Problem to solve: Would you give the data below back exactly as it reads?

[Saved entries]
#####

PR #94, opened 2023-07-20
`KafkaProducer`: refactor flushing

felixschlegel:
### Motivation:

With our own flushing implementation we were flushing until `rd_kakfa_outq_len`
reached `0`. However `rd_kakfa_outq_len` also takes other events such
as statistics into account which led to a race where we were flushing
for a very long time because more and more other events were produced to
the queue while we were flushing.

### Modifications:

* `KafkaClient`:
    * remove `var outgoingQueueSize`
    * add new method `flush(timeoutMilliseconds:)` that executes the
      blocking `rd_kafka_flush` call on a `DispatchQueue` but vends this
      as an `async func`
* `KafkaProducer`:
    * rename `KafkaProducer.StateMachine.State.flushing` to
      `KafkaProducer.StateMachine.State.finishing`
    * invoke `KafkaClient.flush` before terminating poll loop

### DIFF
--- a/Sources/SwiftKafka/Configuration/KafkaProducerConfiguration.swift
+++ b/Sources/SwiftKafka/Configuration/KafkaProducerConfiguration.swift
@@ -20,6 +20,10 @@ public struct KafkaProducerConfiguration {
     /// Default: `.milliseconds(100)`
     public var pollInterval: Duration = .milliseconds(100)
 
+    /// Maximum timeout for flushing outstanding produce requests when the ``KakfaProducer`` is shutting down.
+    /// Default: `10000`
+    public var flushTimeoutMilliseconds: Int32 = 10000
+
     // MARK: - Producer-specific Config Properties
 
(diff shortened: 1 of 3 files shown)


felixschlegel:
@FranzBusch : how shall we go about vending the `flush` `timeout` to the user?

FranzBusch:
> how shall we go about vending the flush timeout to the user?

We should put it into our configuration struct.

Sources/SwiftKafka/Configuration/KafkaProducerConfiguration.swift
```diff
@@ -20,6 +20,14 @@ public struct KafkaProducerConfiguration {
     /// Default: `.milliseconds(100)`
     public var pollInterval: Duration = .milliseconds(100)
 
+    /// Maximum timeout for flushing outstanding produce requests when the ``KakfaProducer`` is shutting down.
+    /// Default: `10000`
+    public var flushTimeoutMilliseconds: Int = 10000 {
+        didSet {
+            precondition(0...Int(Int32.max) ~= self.flushTimeoutMilliseconds)
```
FranzBusch, line 27: Can we provide a message here as well when we fail the precondition please

FranzBusch (approved):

#####

Answer for the task:
PR #94, opened 2023-07-20
`KafkaProducer`: refactor flushing

felixschlegel:
### Motivation:

With our own flushing implementation we were flushing until `rd_kakfa_outq_len`
reached `0`. However `rd_kakfa_outq_len` also takes other events such
as statistics into account which led to a race where we were flushing
for a very long time because more and more other events were produced to
the queue while we were flushing.

### Modifications:

* `KafkaClient`:
    * remove `var outgoingQueueSize`
    * add new method `flush(timeoutMilliseconds:)` that executes the
      blocking `rd_kafka_flush` call on a `DispatchQueue` but vends this
      as an `async func`
* `KafkaProducer`:
    * rename `KafkaProducer.StateMachine.State.flushing` to
      `KafkaProducer.StateMachine.State.finishing`
    * invoke `KafkaClient.flush` before terminating poll loop

### DIFF
--- a/Sources/SwiftKafka/Configuration/KafkaProducerConfiguration.swift
+++ b/Sources/SwiftKafka/Configuration/KafkaProducerConfiguration.swift
@@ -20,6 +20,10 @@ public struct KafkaProducerConfiguration {
     /// Default: `.milliseconds(100)`
     public var pollInterval: Duration = .milliseconds(100)
 
+    /// Maximum timeout for flushing outstanding produce requests when the ``KakfaProducer`` is shutting down.
+    /// Default: `10000`
+    public var flushTimeoutMilliseconds: Int32 = 10000
+
     // MARK: - Producer-specific Config Properties
 
(diff shortened: 1 of 3 files shown)


felixschlegel:
@FranzBusch : how shall we go about vending the `flush` `timeout` to the user?

FranzBusch:
> how shall we go about vending the flush timeout to the user?

We should put it into our configuration struct.

Sources/SwiftKafka/Configuration/KafkaProducerConfiguration.swift
```diff
@@ -20,6 +20,14 @@ public struct KafkaProducerConfiguration {
     /// Default: `.milliseconds(100)`
     public var pollInterval: Duration = .milliseconds(100)
 
+    /// Maximum timeout for flushing outstanding produce requests when the ``KakfaProducer`` is shutting down.
+    /// Default: `10000`
+    public var flushTimeoutMilliseconds: Int = 10000 {
+        didSet {
+            precondition(0...Int(Int32.max) ~= self.flushTimeoutMilliseconds)
```
FranzBusch, line 27: Can we provide a message here as well when we fail the precondition please

FranzBusch (approved):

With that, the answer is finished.